What to work on:
The span to repeat in the listing below runs from the line containing "Issue #4320, opened 2019-03-13" to the line containing "thousands of elements?", inclusive. Repeat it exactly, and only it.

Supplied data:
■ ■ ■ ■ ■

Issue #4299, opened 2019-02-18
jQuery: Drop IE<11 support in jQuery 4.0


mgol:
Microsoft has recently announced [dropping IE<11 support](https://techcommunity.microsoft.com/t5/Windows-IT-Pro-Blog/Bringing-Internet-Explorer-11-to-Windows-Server-2012-and-Windows/ba-p/325297) completely in January 2020, including on Windows Server & Embedded versions. IE 11 will be made available to those supported systems that only had access to Internet Explorer 10 until now.

It seems jQuery 4.0 might be where we'd like to drop IE<11 support. When evaluating that, remember we're not releasing 4.0 right now but most likely closer to 2020 so the situation will make it more & more realistic. And with our strategy to reduce browser support only in major releases, if we don't drop those versions we'll be stuck with them for a long time.

Dropping IE<11 support could help a lot with the big planned refactors, like a rewrite of the event system that gets us closer to native and dropping Sizzle in favor of a smaller querySelectorAll wrapper with selector rewriting to work around issues.

Market share of IE<11 seems very low even right now. [StatCounter data](http://gs.statcounter.com/browser-version-partially-combined-market-share/desktop/worldwide/#monthly-201901-201901-bar) shows global IE 10 usage at 0.15% and IE 9 at 0.36%. Even in countries with historically high IE usage like [China](http://gs.statcounter.com/browser-version-partially-combined-market-share/desktop/china/#monthly-201901-201901-bar) IE 10 & IE 9 already have small market share. In [South Korea](http://gs.statcounter.com/browser-version-partially-combined-market-share/desktop/south-korea/#monthly-201901-201901-bar) IE 11 has high usage at 20.1% but IE 10 - only 0.40% and IE 9 - only 0.18%.

[...]

Issue #3950, opened 2018-01-22
Support only last 3 iOS versions and drop Android Browser in jQuery 4.0+


mgol:
### Description ###
We currently support most browsers in their `current` & `current-1` versions. The exceptions are IE, iOS & Android. Wrt to IE it's obvious we can't switch to the "`current` & `current-1`" scheme as this browser is dead and we support it for legacy reasons. Android Browser 4.0-4.3 still has around 6.1% of Android Browser market share (91.8% of which are Android 4.1-4.3) so we can't drop Android Browser just yet.

iOS is different. It doesn't progress as quickly as desktop rolling-release browsers as Safari cannot be updated separately from the OS but people update the OS pretty quickly. Stats show hardly anyone uses an iOS version older than `current-2` at any given moment. [Apple stats](https://developer.apple.com/support/app-store/) provide some insight but they don't separate `current-2` from older versions.

Currently we explicitly support iOS 7+. This means as long as we don't release a new major jQuery version we have to test on more & more iOS versions (currently 4 of them). Could we limit ourselves to a specific number of iOS versions supported in line with most of the desktop browsers? I feel `current` & `current-1` might be too little but perhaps we can limit ourselves to last 3 stable versions?

This would have to happen in jQuery 4.0 & newer as we try to not limit https://jquery.com/browser-support/ in patch/minor releases.

### Link to test case ###
N/A

timmywil:
Decided on last 3 stable for iOS. Android 4.0 will go away.

mgol:
@thecodingdude We'll still have to support IE in the foreseeable future (at least IE 11; currently IE 9+ but it doesn't change *that* much) so we can't do that, unfortunately.

thecodingdude:
I mean, there's already president for removing browsers - your blog post mentions "If you need to support older browsers like Internet Explorer 6-8, Opera 12.1x or Safari 5.1+, use jQuery 1.12." so it would be no different here right? If you want IE 9-11 use jQuery 3.x

IE 11 literally supports no modern web platform features so how you plan on using next generation JS like modules and supporting IE11 is a mystery. Starting from a modern foundation (not IE) would be much easier to attract pull requests and such rather than working with such an old codebase.

Just my thoughts...

mgol:
> how you plan on using next generation JS like modules and supporting IE11 is a mystery

We'd use modules during development but we'd transpile using something like rollup so that the final bundle is one JS script that doesn't use modules.

[...]

Issue #4320, opened 2019-03-13
$.map() fails with large arrays in Сhrome


fantaclaus:
When a large array is passed as an argument to `$.map()` we get an error:

    RangeError: Maximum call stack size exceeded

Tested on Chrome **72** for Windows.
JQuery version: **3.3.1**

Sample code: 

```javascript
$.map(new Array(300000), i => 1)
```

Internally it calls to `concat.apply` and crashes there.

As long as I understand, `apply` tries to push all elements of the array into the stack before invoking the function `concat` and fails on stack shortage.

I believe that any function being invoked thru `apply` with a large array as an argument will fail. 

I've found about 14 usages of `apply` in the code of jQuery. I would suggest you to check out all of these cases.

dmethvin:
Applying `$.map` to 300,000 elements isn't a use case we've considered. Since we're a DOM library, the most common calls relate to arrays of DOM elements and it's not common to have that many DOM elements. Are there situations where the internal uses might be passed hundreds of thousands of elements?

In an earlier ticket you mentioned that this happened with a templating library. Instead of processing one big template perhaps you could process multiple templates in groups.

fantaclaus:
Well, in fact I've just got an error with 130,000 items...

Why do you think that it is uncommon? Someone could develop an intranet business application that work with large tables. A table easily could have about 6,500 rows with 10 columns, So you've got 65,000 cells. Each cell could contain two `<span>` tags, so you've got 130,000 tags...

Anyway, the documentation doesn't mention about any limitations. The function `$.map` is described like a common use function. The native `Array.map` doesn't crash on such arrays, so it is quite unexpected when the jQuery's one does.

> In an earlier ticket you mentioned that this happened with a templating library. Instead of processing one big template perhaps you could process multiple templates in groups.

It was not my ticket.

I'm concerned that the problem is general for jQuery since it uses `apply` method internally. So users could have troubles with some other functions, not only `$.map`. And they really have (according to some closed issues).

dmethvin:
Nobody should be rendering 6,500 rows on a page simultaneously. That is a good case for pagination or other segmentation techniques like a virtual scrolling window.

> So users could have troubles with some other functions, not only $.map. And they really have (according to some closed issues).

There are certainly occasional tickets where people hit these limits in jQuery, but as far as I can recall they have all been in this category of use cases that are unsupported and/or inadvisable.

> Anyway, the documentation doesn't mention about any limitations.

[...]

PR #4347, opened 2019-04-10
Core: Drop support for IE <11, iOS <11, Firefox <65, Android Browser & PhantomJS

mgol:
### Summary ###

Also, update support comments format to match format described in:
https://github.com/jquery/contribute.jquery.org/issues/95#issuecomment-69379197
with the change from:
https://github.com/jquery/contribute.jquery.org/issues/95#issuecomment-448998379
(open-ended ranges end with `+`).

Further size reductions will be achieved when we drop Firefox 60, iOS 10
and pre-Chromium Edge versions.

Fixes gh-3950
Fixes gh-4299

### Checklist ###


mgol:
Also, update support comments format to match format described in:
https://github.com/jquery/contribute.jquery.org/issues/95#issuecomment-69379197
with the change from:
https://github.com/jquery/contribute.jquery.org/issues/95#issuecomment-448998379
(open-ended ranges end with `+`).

mgol:
-540 bytes.

I recommend reviewing with whitespace changes ignored (e.g. via [adding `?w=1` to the URL](https://github.com/jquery/jquery/pull/4347/files?w=1)) to see real changes in `xhr.js` that got de-indented.

A few open questions:
1. I removed `support.cors` & `support.ajax` - are we OK with always assuming they're true? I'm not sure if IE 11 allows to disable native XHR as earlier IE did or if we still want to cater to those scenarios (we don't support the ActiveX versions anyway).
1. In a few places (e.g. `src/data/Data.js`) we don't delete stuff from DOM nodes, instead setting them to `undefined`. It's supposedly to help with DOM performance in Blink/WebKit; the ticket referenced there is not available to the public, though. Do we know if this is still true and if it maybe applies to Gecko as well or not? I'd tweak the comment then.
1. `wrapMap.js` references IE 9 directly in two places. Most of the file is covered by the comment the wrapping is needed when used in XHTML; is that not true for `option` as well? We should either move `option` handling to be under the same XHTML-related comment, remove it or update the support comment if it's still needed for IE 11.
1. `curCSS.js` references that `elem.style` is retrieved before the computed style as it fixes some issue in Firefox where it gets wrong values on detached elements. I couldn't find any relevant test or any more details about the supposed issue, could you help, @timmywil, as you committed the change?

src/ajax/xhr.js
```diff
@@ -15,156 +14,109 @@ jQuery.ajaxSettings.xhr = function() {
...
 		// File protocol always yields status code 0, assume 200
-		0: 200,
-
-		// Support: IE <=9 only
-		// #1450: sometimes IE returns 1223 when it should be 204
-		1223: 204
-	},
-	xhrSupported = jQuery.ajaxSettings.xhr();
-
-support.cors = !!xhrSupported && ( "withCredentials" in xhrSupported );
```
dmethvin: The scenarios where I've ever seen this used are `jQuery.support.cors = true`, that is, just setting the value. I wonder if there are a lot of cases where people check to see if it's `true` in their own code? If so it might be safest to set it to `true` here. Here's an example of some code that would break if we didn't: https://github.com/victorquinn/Backbone.CrossDomain/issues/1

mgol: I guess we could add a line with:
```
jQuery.support.cors = true;
```
to `deprecated.js` and add a warning to Migrate for code accessing it?

mgol:
BTW, dropping support for iOS 10 & Firefox 60 (which we'll most likely do before the 4.0 release as we'll drop them around September/October) will cause a further reduction by -272 bytes, getting us to -812 bytes compared to `master` and only `+14` bytes compared to latest `2.2.x`. Here are relevant changes on top of this PR:
https://github.com/mgol/jquery/commit/1f6450fe3cdeca43c3091631b53022cce7ff8cce

src/ajax/xhr.js
jaubourg: It's mainly useful of you want to gracefully degrade and/or fail in browsers without cors which will be none with the new support list. I think it would be better to keep it set to true for a good while in `deprecated.js` before removing it.

mgol: We could also have Migrate fill in those properties as it's easy to do from outside. Technically speaking, external access to `jQuery.support` has never been supported.

mgol:
I ran tests locally on this PR on most of the supported browsers:
Screen Shot 2019-04-10 at 16 48 18

mgol:
Per the discussion at the today's meeting, I changed the format of IE support comments from:
```js
// Support: IE <=9 - 11 only
```
to:
```js
// Support: IE <=9 - 11+
```

mgol:
I added one more commit removing IE 9-related code from `wrapMap.js` - I run some manual tests in XHTML mode and it didn't seem to cause any changes. The original wrapping of `<option>` in `<select>` was added in https://github.com/jquery/jquery/commit/14b09024cbe39bc16200448170ccbd183e3a9ec2 (12.5 years ago!), it was changed to be wrapped in `<select multiple>` in https://github.com/jquery/jquery/commit/264ffbc73be61778484a292392d1b18a8976588f. Removing that wrapping does make more tests fail in IE 9 but IE 11 still passes all the tests.

This removal saved additional `33` bytes. 🍾

mgol:
We're down to `-573` bytes now.

mgol:
@jquery/core I've been thinking that maybe we should just drop Firefox 60 & iOS 10 in this PR as well. We'll do that anyway in October and it's not very likely we'll release 4.0 before that date. Especially dropping iOS 10 would give us a lot - it has a partially broken module support, early versions had partially broken Shadow DOM support, etc. Dropping it would help not only with library size but also it'd be easier to do all the upcoming major changes like the event system refactor, getting rid of Sizzle etc. if we didn't have to care about iOS 10 and breaking any of current workarounds targeted at it.

If, by any chance, we manage to land all those major changes, release an alpha/beta & then stable before we'd normally drop Firefox 60/iOS 10 (not very likely, IMO), we can always update the browser support page for jQuery 4.0 to state explicitly we don't support those browsers. We could later remove that note once they'd be out of our supported browser range anyway.

I already have relevant changes ready at https://github.com/mgol/jquery/commit/724f9558fe41dcd129ea09ff1b562a0479d8436c, I could just merge it to this PR.

What do you think?

dmethvin:
I agree on the timeline, it seems likely that 4.0.0 could wait for those older browsers to drop below the threshold where we'd need to support them. It definitely cleans up some things!

mgol:
I added a commit dropping Firefox 60 & iOS 10. We can drop it if others disagree with me, @dmethvin & @jbedard but I think it makes sense to do it now.

We're down to `-916` bytes!

src/selector-native.js
```diff
@@ -35,11 +35,7 @@ define( [
 
 var hasDuplicate, sortInput,
 	sortStable = jQuery.expando.split( "" ).sort( sortOrder ).join( "" ) === jQuery.expando,
-	matches = documentElement.matches ||
-		documentElement.webkitMatchesSelector ||
-		documentElement.mozMatchesSelector ||
-		documentElement.oMatchesSelector ||
-		documentElement.msMatchesSelector,
+	matches = documentElement.matches || documentElement.msMatchesSelector,
```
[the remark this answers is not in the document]
mgol: Good point about a support comment but it won’t go away as IE needs it.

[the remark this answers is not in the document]
mgol: Comment added. I only mentioned IE as Edge doesn't need it since 4 versions already.

src/manipulation.js
```diff
@@ -172,9 +150,6 @@ function domManip( collection, args, callback, ignored ) {
 
 					// Keep references to cloned scripts for later restoration
 					if ( hasScripts ) {
-
-						// Support: Android <=4.0 only, PhantomJS 1 only
-						// push.apply(_, arraylike) throws on ancient WebKit
 						jQuery.merge( scripts, getAll( node, "script" ) );
```
gibson042: @mgol I was just going back over this PR and wondering about the loss of context here and before other `jQuery.merge` calls... _should_ we switch this to `push.apply( scripts, getAll( node, "script" ) )` or have a comment explaining why it avoids that pattern?

src/manipulation.js
```diff
@@ -475,9 +456,6 @@ jQuery.each( {
 		for ( ; i <= last; i++ ) {
 			elems = i === last ? this : this.clone( true );
 			jQuery( insert[ i ] )[ original ]( elems );
-
-			// Support: Android <=4.0 only, PhantomJS 1 only
-			// .get() because push.apply(_, arraylike) throws on ancient WebKit
 			push.apply( ret, elems.get() );
```
gibson042: Here too; why isn't this `push.apply( ret, elems )`?

src/manipulation.js
mgol: Right... We no longer care about Android 4.0 or PhantomJS 1 but I remember using the `push.apply` approach may lead to issues like #4320. Perhaps a comment to that effect would be useful.

mgol: I created #5298 to track this & other related uses of `push.apply` vs. `jQuery.merge` to consider.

■ ■ ■ ■ ■

Solution for this problem:
Issue #4320, opened 2019-03-13
$.map() fails with large arrays in Сhrome


fantaclaus:
When a large array is passed as an argument to `$.map()` we get an error:

    RangeError: Maximum call stack size exceeded

Tested on Chrome **72** for Windows.
JQuery version: **3.3.1**

Sample code: 

```javascript
$.map(new Array(300000), i => 1)
```

Internally it calls to `concat.apply` and crashes there.

As long as I understand, `apply` tries to push all elements of the array into the stack before invoking the function `concat` and fails on stack shortage.

I believe that any function being invoked thru `apply` with a large array as an argument will fail. 

I've found about 14 usages of `apply` in the code of jQuery. I would suggest you to check out all of these cases.

dmethvin:
Applying `$.map` to 300,000 elements isn't a use case we've considered. Since we're a DOM library, the most common calls relate to arrays of DOM elements and it's not common to have that many DOM elements. Are there situations where the internal uses might be passed hundreds of thousands of elements?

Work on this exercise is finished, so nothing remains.